Step 3: Generate TTS Audio Files

  • Converts the tagged text into audio files using the specified TTS method.
  • Output: outputs/<input_book_name>/audio_files/<file_number>.mp3

Step 4: Combine Audio Files into an .m4b Audiobook

  • Merges all generated audio files into a single .m4b file using the chosen method (av or ffmpeg).
  • Output: outputs/<input_book_name>/<input_book_name>.m4b

Running Specific Steps

To run specific steps, use the -s or --steps option followed by a comma-separated list of step numbers.

Example:

bash pipenv run python src/main.py -i my_book.epub -s 1,2

This command will execute Step 1 and Step 2 only.

Note: After running certain steps, you may manually edit the generated files (e.g., characters.json, metadata.json, or _plaintext.txt) before proceeding to the next steps.
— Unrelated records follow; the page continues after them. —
PR #3731, opened 2023-07-26
Adding a post_view mode. Fixes #3730

### LINKED ISSUE #3730: Add a post_view mode (Card, List, etc) local_user setting
### Requirements

lemmy-ui currently only shows one post layout mode (List). It'd be nice for it to have multiple post view modes.

Add a setting to the `local_user` table, so that this mode can be synced around.

N/A

### Additional context

N/A

dessalines:


crates/db_schema/src/diesel_ltree.patch
```diff
@@ -2,23 +2,6 @@ diff --git a/crates/db_schema/src/schema.rs b/crates/db_schema/src/schema.rs
 index 255c6422..f2ccf5e2 100644
 --- a/crates/db_schema/src/schema.rs
 +++ b/crates/db_schema/src/schema.rs
-@@ -2,16 +2,12 @@
```
dessalines, line 5: I had to remove this, because this PR adds the `PostViewModeEnum` in some conflicting lines.

This patch still retains the `diesel_ltree` below, and it did work locally.

migrations/2023-07-26-204110_add_post_view_mode_setting/up.sql
```diff
@@ -0,0 +1,3 @@
+create type post_view_mode_enum as enum ('List', 'Card', 'SmallCard');
+
+alter table local_user add column post_view_mode post_view_mode_enum default 'List' not null;
```
dessalines, line 3: Not sure whether this should be called `default_post_view_mode`, or just `post_view_mode`

Nutomic:
`post_listing_mode` seems like a better name.

Nutomic (approved):

crates/api_common/src/utils.rs
```diff
@@ -94,9 +96,10 @@ pub fn is_top_mod(
       .map(|cm| cm.moderator.id)
       .unwrap_or(PersonId(0))
   {
-    Err(LemmyErrorType::NotTopMod)?;
```
dessalines, line 97: @Nutomic I found a bunch of these, that clippy fixed earlier, that could be scary, and I have no idea why rust isn't catching them. 

Maybe I'm being paranoid, but it seems like the `;` means that it wouldn't actually return the Err, even if it hit an Error result, and just continue on to the `Ok(())` condition. 

This is why default Ok returns are really scary to me.

crates/api/src/community/add_mod.rs
```diff
@@ -29,7 +29,7 @@ pub async fn add_mod_to_community(
   is_mod_or_admin(&mut context.pool(), local_user_view.person.id, community_id).await?;
   let community = Community::read(&mut context.pool(), community_id).await?;
   if local_user_view.local_user.admin && !community.local {
-    return Err(LemmyErrorType::NotAModerator)?;
+    Err(LemmyErrorType::NotAModerator)?
```
dessalines, line 32: I finished going through the codebase, and removed most of the `return Err ... ; ` and changed them to `Err ... (no semicolon)` where possible. If you'd like, I can move that to a different PR.

crates/api_common/src/utils.rs
phiresky: the ? does an early return so the ; doesn't matter

dessalines: Gotcha, then rust is doing a good job of keeping us safe there.

dessalines:
All the api_tests seem to be passing locally, can't figure out why this keeps failing CI.

crates/api/src/community/add_mod.rs
Nutomic: This kind of code will be added right back if we dont prevent it via clippy. Closest I could find in this regard is [try_err](https://rust-lang.github.io/rust-clippy/stable/index.html#try_err) which only allows the way with return.

dessalines: Actually I think I change my mind on this one. According to [this lint](https://rust-lang.github.io/rust-clippy/stable/index.html#needless_return), and [this lint](https://rust-lang.github.io/rust-clippy/stable/index.html#implicit_return) omitting the return is considered more idiomatic rust.

dessalines: I also ran the `try_err` --fix just to test it, and it conflicts with the `needless_return` lint, which then throws a ton of warnings.

dessalines: I'll merge this as is then, since I did a lot of manual work to make those returns more logical.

Example input / output structure

book-to-audio-converter/
├── inputs/
│   └── my_book.epub
│   └── my_book.jpg
├── outputs/
│   └── my_book/
│       ├── my_book_plaintext.txt
│       ├── my_book_tagged.txt
│       ├── characters.json
│       ├── metadata.json
│       ├── audio_files/
│       │   ├── 1.mp3
│       │   ├── 2.mp3
│       │   └── ...
│       └── my_book.m4b

More local voice options

  1. Run pipenv run python src/generate-voice-examples.py
  2. Browse the resulting local-voice-examples directory and play audio files to hear the speaker's voice
  3. Adjust vits_voice_mapping and the gendered voices in CONFIG.voice_identifiers in the src/config.py file.
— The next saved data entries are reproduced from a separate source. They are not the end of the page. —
Issue #3528, opened 2023-07-07
Move expensive DB triggers to scheduled jobs.


dessalines:
### Requirements

- [X] Is this a bug report? For questions or discussions use https://lemmy.ml/c/lemmy_support
- [X] Did you check to see if this issue already exists?
- [X] Is this only a single bug? Do not put multiple bugs in one issue.
- [X] Is this a backend issue? Use the [lemmy-ui](https://github.com/LemmyNet/lemmy-ui) repo for UI / frontend issues.

### Summary

The next best performance improvement, can come from going through every table trigger, seeing anything that's more complicated than a simple increment / decrement (especially those that require functions), and moving them to periodic scheduled tasks. 

These are a performance concern because all SQL triggers are synchronous. 

Things like community, site and person aggregates, comment counts, user counts, etc do not need to be immediately live.

Context #3188 

### Steps to Reproduce

See above

### Technical Details

See above

### Version

main

### Lemmy Instance URL

main

phiresky:
I would intuitively say that most of the reason for the slow response is not the triggers but rather the inline acrivity sending #3493. The reason is that the database update lock only single rows and are thus perfectly serializable. Basically your vote only has to wait for other votes on the same exact post/comment, so if the vote count changes by 2 when you press the button it only had to wait for one other vote that each should take less than 10ms to process for the database.

I don't have good numbers though so I might be wrong. You can track these timings by enabling the pg_stat_statements.track='all' option.

phiresky:
My suggestion would be as follows:

1. Replace all expensive triggers with simple ones where possible. There's some triggers (e.g. `person_aggregates_comment_count`) that do aggregating queries where I'm not sure why and it seems like they should be able to do it with a simple inc/decrement instead. O(1) triggers should be fine imo.
2. For all other triggers, if any remain, instead of directly updating they should set a `dirty: boolean` flag on the target row. There should be an index on `WHERE dirty` for those tables, which are then updated in a scheduled task.

RocketDerp:
> 2\. For all other triggers, if any remain, instead of directly updating they should set a `dirty: boolean` flag on the target row. There should be an index on `WHERE dirty` for those tables, which are then updated in a scheduled task.

[...]

PR #3732, opened 2023-07-26
remove performance-problematic and buggy duplicate site aggregates

phiresky:
site_aggregates currently contains an entry for every site. But all the triggers as well as the rust code assume there is only one row in site_aggregates.

This SQL migration removes all site_aggregates apart from the one belonging to local_site as well as prevents insertion of more than one row.

This should have the same performance effect as  https://github.com/LemmyNet/lemmy/pull/3704, that is, it should significantly speed up deletes of posts and comments (https://github.com/LemmyNet/lemmy/issues/3165), but it's a simpler change and based on what dessalines commented there.

It is part of the solution to #3528

### DIFF
--- a/migrations/2023-07-26-222023_site-aggregates-one/up.sql
+++ b/migrations/2023-07-26-222023_site-aggregates-one/up.sql
@@ -1,0 +1,15 @@
+create or replace function site_aggregates_site()
+returns trigger language plpgsql
+as $$
+begin
+  -- we only ever want to have a single value in site_aggregate because the site_aggregate triggers update all rows in that table.
+  -- a cleaner check would be to insert it for the local_site but that would break assumptions at least in the tests
+  IF (TG_OP = 'INSERT') AND NOT EXISTS (select id from site_aggregates limit 1) THEN
+    insert into site_aggregates (site_id) values (NEW.id);
+  ELSIF (TG_OP = 'DELETE') THEN
+    delete from site_aggregates where site_id = OLD.id;
+  END IF;
+  return null;
+end $$;
+
+delete from site_aggregates a where not exists (select id from local_site s where s.site_id = a.site_id);
--- a/migrations/2023-07-26-222023_site-aggregates-one/down.sql
+++ b/migrations/2023-07-26-222023_site-aggregates-one/down.sql
@@ -1,0 +1,11 @@
+create or replace function site_aggregates_site()
+returns trigger language plpgsql
+as $$
+begin
+  IF (TG_OP = 'INSERT') THEN
+    insert into site_aggregates (site_id) values (NEW.id);
+  ELSIF (TG_OP = 'DELETE') THEN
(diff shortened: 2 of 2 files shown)


migrations/2023-07-26-222023_site-aggregates-one/up.sql
```diff
@@ -0,0 +1,15 @@
+create or replace function site_aggregates_site()
+returns trigger language plpgsql
+as $$
+begin
+  -- we only ever want to have a single value in site_aggregate because the site_aggregate triggers update all rows in that table.
+  -- a cleaner check would be to insert it for the local_site but that would break assumptions at least in the tests
+  IF (TG_OP = 'INSERT') AND NOT EXISTS (select id from site_aggregates limit 1) THEN
```
dessalines, line 7: Maybe better than replacing this function, would be to change the trigger, so that this function never runs for non-local sites in the first place.

IE change the trigger to only fire `when NEW.site_id = 1`

phiresky: i wanted to do that, but the problem is that for the site tests that assumption doesn't hold - the site_id can be something different than 1

dessalines: Maybe the real issue here is that since site_aggregates should only exist for the local_site anyway, everything should be reworked to join / trigger not off the site table, but local_site. 

We can leave that for a later PR, but i'll open up an issue.

dessalines (approved):

migrations/2023-07-26-222023_site-aggregates-one/up.sql
RocketDerp: Why is the site counting person scores for persons from other instances? It doesn't even account for the communities that the local instance has no comment, post, and votes for (no subscribers). Same with remote communities.

RocketDerp:
> But all the triggers as well as the rust code assume there is only one row in site_aggregates.

The table has id field and site_id field, why would you design it with a site_id field if you only ever intended to have it be for the local server? And why would a TRIGGER be created in the first place to put a new row into it if it was only intended to be the local server?

dessalines:
iirc *maybe* it originally was on `local_site`, but we added it to sites in general, so you could view their site sidebars, and get everything back with `SiteView`. 

IMO tho since this aggregate data isn't necessary / unreliable for non-local sites anyway, front ends could just not use that `SiteAggregates` data.

migrations/2023-07-26-222023_site-aggregates-one/up.sql
dessalines: So that front ends can have predictable `CommunityView` and `SiteView`s. But that could be re-evaluated.

RocketDerp:
I'll say it out loud again. An immediate release is advised to all instances. Servers in the field are crashing constantly. 0.18.3 or 0.18.2.1, please.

For example, if you listened to p237 in local-voice-examples and want to add it as another female voice option, append the following to vits_voice_mapping:

"female_3": {
    "model": "tts_models/en/vctk/vits",
    "speaker": "p237"
},

Then in CONFIG.voice_identifiers.female_voices, add the new voice as an auto-map option so that it shows up in auto-generated characters.json:

"female_voices": ["female_1", "female_2", "female_3"],

License

This project is licensed under the MIT License.